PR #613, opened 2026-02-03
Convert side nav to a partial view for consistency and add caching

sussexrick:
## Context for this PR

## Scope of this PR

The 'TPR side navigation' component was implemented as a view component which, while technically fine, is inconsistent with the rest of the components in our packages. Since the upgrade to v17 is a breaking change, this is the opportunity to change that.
...
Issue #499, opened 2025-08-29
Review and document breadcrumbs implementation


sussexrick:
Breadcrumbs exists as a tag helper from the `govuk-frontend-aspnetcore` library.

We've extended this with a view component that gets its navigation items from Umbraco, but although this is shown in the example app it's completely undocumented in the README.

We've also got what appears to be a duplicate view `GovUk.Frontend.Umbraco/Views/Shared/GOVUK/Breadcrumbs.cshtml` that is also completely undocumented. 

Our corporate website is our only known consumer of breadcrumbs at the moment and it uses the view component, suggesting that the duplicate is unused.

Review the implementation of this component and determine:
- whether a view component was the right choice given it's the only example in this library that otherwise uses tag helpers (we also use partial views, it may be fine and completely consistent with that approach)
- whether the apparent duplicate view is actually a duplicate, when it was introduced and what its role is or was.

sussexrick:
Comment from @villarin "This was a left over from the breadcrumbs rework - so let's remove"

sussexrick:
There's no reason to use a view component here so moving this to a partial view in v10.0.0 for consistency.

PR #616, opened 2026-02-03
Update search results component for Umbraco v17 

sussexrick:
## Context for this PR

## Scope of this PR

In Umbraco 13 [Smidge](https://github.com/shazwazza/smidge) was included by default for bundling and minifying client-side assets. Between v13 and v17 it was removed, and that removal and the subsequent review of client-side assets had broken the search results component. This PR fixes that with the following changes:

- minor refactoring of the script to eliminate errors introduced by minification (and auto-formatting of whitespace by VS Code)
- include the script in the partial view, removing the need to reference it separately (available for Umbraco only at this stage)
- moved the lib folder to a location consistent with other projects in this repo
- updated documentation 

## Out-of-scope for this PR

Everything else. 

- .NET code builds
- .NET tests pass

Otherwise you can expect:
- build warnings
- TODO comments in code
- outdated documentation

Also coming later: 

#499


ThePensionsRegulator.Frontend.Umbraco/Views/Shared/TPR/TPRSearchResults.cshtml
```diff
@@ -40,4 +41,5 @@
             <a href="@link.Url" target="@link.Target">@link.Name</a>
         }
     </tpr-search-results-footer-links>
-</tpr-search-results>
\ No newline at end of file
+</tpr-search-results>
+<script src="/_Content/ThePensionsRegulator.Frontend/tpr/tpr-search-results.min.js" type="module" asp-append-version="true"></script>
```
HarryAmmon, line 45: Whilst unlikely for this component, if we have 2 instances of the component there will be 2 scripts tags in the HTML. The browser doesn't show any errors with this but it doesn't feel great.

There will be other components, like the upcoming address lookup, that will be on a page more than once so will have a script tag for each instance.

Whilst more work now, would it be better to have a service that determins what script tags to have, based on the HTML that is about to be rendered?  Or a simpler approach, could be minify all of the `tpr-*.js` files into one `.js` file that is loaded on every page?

Work instructions: Scan the data above for the word "more", then copy every line that holds it.

The completed task:
There will be other components, like the upcoming address lookup, that will be on a page more than once so will have a script tag for each instance.
Whilst more work now, would it be better to have a service that determins what script tags to have, based on the HTML that is about to be rendered?  Or a simpler approach, could be minify all of the `tpr-*.js` files into one `.js` file that is loaded on every page?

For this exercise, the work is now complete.